Muffinmam · 24/02/2026 00:40

I grew up in the 80’s and the supervision we were given was woefully inadequate. If your FIL is Gen X or a boomer then you know that they are unlikely to be responsible to look after children.

I grew up in the 80’s on a council estate and had adequate supervision. Sounds like your parents are the problem not a whole generation.

TheIceBear · 24/02/2026 11:16

Thedogscollar · 24/02/2026 02:06

What utter bollocks is this?
Ageist claptrap at it's best.

Agree my parents are in their 70s and they are actually nearly over vigilant looking after my kid

Noshadelamp · 24/02/2026 11:23

Runningismyhappyplace50 · 24/02/2026 07:01

Just ask him not to do it again. It sounds like it was a few minutes, he wasn’t far and nothing happened.

This.
Talk to him, ask him not to do it again. If he argues or gives any indication he's not going to listen to you, then don't have him back.

But I don't understand all the scorched earth replies before talking to the fil.

Your main problem is your DH who's not taking your concerns seriously or supporting you.

Trinity65 · 24/02/2026 11:23

Minjou · 24/02/2026 09:56

Is that a joke?

She probably had crap parents
Not all were like hers

Barnbrack · 24/02/2026 14:45

ERthree · 24/02/2026 08:24

What do you if you are going to use the bathroom and are going to be longer than 2 minutes, do you take your children into the bathroom with you or do you just leave them unattended for a few minutes?

I used to have to take my son with me until at least 5, looking at my 4 yr old daughter seems ridiculous but they are all different. If I'd only ever had my daughter I'd think it was being ott too and when I'd only had my son I thought those leaving 4 yr olds unattended were wildly neglectful

Barnbrack · 24/02/2026 15:03

ERthree · 24/02/2026 11:08

Would be interesting to know what steps OP takes to stop her eldest hurting the young one, is he locked away at night in case he wakes or does he only hurt during the day? How on earth does she manage to work from home, cook, shower, do chores whilst having her eyes firmly on him 86,400 seconds a day ? Answer is she can't have her eyes on him constantly, she too will have minutes where she isn't stood over him. Life has to happen and it really doesn't make any difference if you are 100 or 2 footsteps away.

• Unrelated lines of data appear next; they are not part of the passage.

PR #1493, opened 2016-02-16
Make SecuredGridCoverage2DReader using a cached Crop operation instance

afabiani:
Related to JIRA GEOS-7427


aaime:
One spurious change in importer, no copyright header update. I guess this one is more of a performance optimization and thus cannot be actually "tested" right?

afabiani:
Yep, right.

Spurious change reverted!

aaime:
Copyright header not updated though :)

aaime:
Manually merged and backported to 2.8.x

PR #1495, opened 2016-02-16
Update resource store to use alias to initialize the resourceStore

dvntucker:
Changed the JDBC resourceStore bean to be initialized using alias, which causes it to take precedence over the default resourceStore definition.


jodygarnett:
Update - going to try and fix the proxy, closing this pull request (it can be reopened as a backup plan)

Can't speak for OP but can speak for what I did, video monitors in both kids bedrooms, baby in with us until she was 2, that said he adores her, always haa and ultimately wouldn't ever deliberately hurt her so knowing she was in a crib or cot we knew she was ok. Also at night he's wak hourly and scream for us so nights weren't ever a case of anyone sleeping all night back then. Going to the toilet either baby came with me in a sling or she got put in the cot in our bedroom and he came in the bathroom and watched cocomelon if I was more than 2 mins. I didn't pee unaccompanied for around 5/6 years.

It's hard, I couldn't trust anyone with my son Iand daughter together until she was bigger and stronger, 2ish.other in law had each of them separately 1 day a week for us and thought I was OTT until she tried having both and realised ho hyper vigilant we had to be.

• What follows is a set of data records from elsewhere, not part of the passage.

PR #3096, opened 2018-09-11
[GEOS-7636] GetLegendGraphic online resource is ignored on rasters

fernandor777:
Fix and test for GEOS-7636 "GetLegendGraphic ignores the OnlineResource configured in the style for raster layers"

This PR modify some nested conditional logic that prevented to show the correct OnlineResource and always returned the standard blue square.  Now GetLegendGraphic shows the proper image.

https://osgeo-org.atlassian.net/browse/GEOS-7636

### DIFF
--- a/src/wms/src/main/java/org/geoserver/wms/GetLegendGraphicRequest.java
+++ b/src/wms/src/main/java/org/geoserver/wms/GetLegendGraphicRequest.java
@@ -134,6 +134,21 @@ public class GetLegendGraphicRequest extends WMSRequest {
             this.layerName = featureType.getName();
         }
 
+        /**
+         * LegendRequest for a feature type, additional details (title and legend graphic) provided
+         * by MapLayerInfo.
+         *
+         * @param featureType
+         * @param layerName layerName distinct to featureType name
+         */
+        public LegendRequest(FeatureType featureType, Name layerName) {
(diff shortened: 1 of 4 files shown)


src/wms/src/main/java/org/geoserver/wms/GetLegendGraphicRequest.java
```diff
@@ -134,6 +134,21 @@ public LegendRequest(FeatureType featureType) {
...
         }
 
+        /**
+         * LegendRequest for a feature type, additional details (title and legend graphic) provided
+         * by MapLayerInfo.
+         *
+         * @param featureType
+         * @param layerName layerName distinct to featureType name
+         */
+        public LegendRequest(FeatureType featureType, Name layerName) {
```
aaime: Is this change actually related to the GetLegendGraphic on raster ignoring the pre-drawn legend?

fernandor777: In case of GridCoverage the featureType Name provided is not the layer name, and without this change the blue square is returned.

aaime: Ah right, it's still pretending that it's a vector... yeah, I remember now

Easier now they are 8 and 4 andmy son is very wellmanaged and therefore melts down much less but we still at least a couple of times a week need to take them o separate rooms to maintain safety.

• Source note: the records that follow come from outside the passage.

PR #3097, opened 2018-09-12
NetCDF-out: Reworded attribute blacklisting method and added global a…

dromagnoli:
…ttribute


dromagnoli:
Failure is related to random GWC behavior. Merging

PR #3098, opened 2018-09-12
NetCDF-out: Reworded attribute blacklisting method and added global a…

dromagnoli:
…ttribute. bkp to 2.14.x


dromagnoli:
Failure is unrelated. Merging

PR #3106, opened 2018-09-18
[GEOS-8933] Requesting workspaces triggers an NPE when proxy headers

lmoran:
are used for the proxy URL

- Added a guard to avoid proxying an URL when it does not come from the
  OWS Dispatcher.


bradh:
Will close / reopen to try to get a different VM.

PR #3107, opened 2018-09-18
[GEOS-8936] Allow Additional Styles select boxes to scroll

tbarsballe:
See https://osgeo-org.atlassian.net/browse/GEOS-8936

This fix modifies the Palette.html template used by wicket, wrapping the each of the `<select>` elements in a div so that a horizontal scroll can be added (the select element does *not* support horizontal scroll on its own). Note: Wicket, and by extension the original Palette.html, is licensed under Apache 2.0, which is compatible with GPL and permits modified files to be relicensed.

Limitations:

* If you have a wide style name such that horizontal scrolling is required, the vertical scroll bar for the select will start off outside the visible region of the `<select>`. This is a limitation of how the select element works.

* If you have an especially large style name, the default style select box higher up on the page will overflow the screen. This is unrelated to this change, but was discovered during testing (this can be seen in the example below).

Example of horizontal scroll in action (On OS X, so the actual scrollbar is hidden by the OS):

styles_scroll_1

I've tested these changes on both Windows and OS X, and on Chrome, Firefox, Safari, Edge, and Internet Explorer to confirm they work on all modern browsers. Older browser versions were not tested.

No test case since the wicket tester doesn't support testing the actual size/rendering of web elements.

### DIFF
--- a/src/web/core/src/main/java/org/geoserver/web/css/geoserver.css
+++ b/src/web/core/src/main/java/org/geoserver/web/css/geoserver.css
@@ -93,6 +93,39 @@ input[readonly] {
   padding: 0;
 }
 
+
+.palette-header {
+  margin-right: -2px;
+}
+
+.palette-theme-default .palette-choices > div {
+  width: 100%;
+  overflow-x: scroll;
+  border: 1px solid rgb(187, 187, 187);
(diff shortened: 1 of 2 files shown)


aaime:
+1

It's not at all easy and if I'd 2 like my daughter I'd never believe people have to do this

Rubberduck01 · 24/02/2026 16:12

Muffinmam · 24/02/2026 00:40

I grew up in the 80’s and the supervision we were given was woefully inadequate. If your FIL is Gen X or a boomer then you know that they are unlikely to be responsible to look after children.

Wow that’s quite a sweeping statement. Please don’t judge all people in that age group by your experience.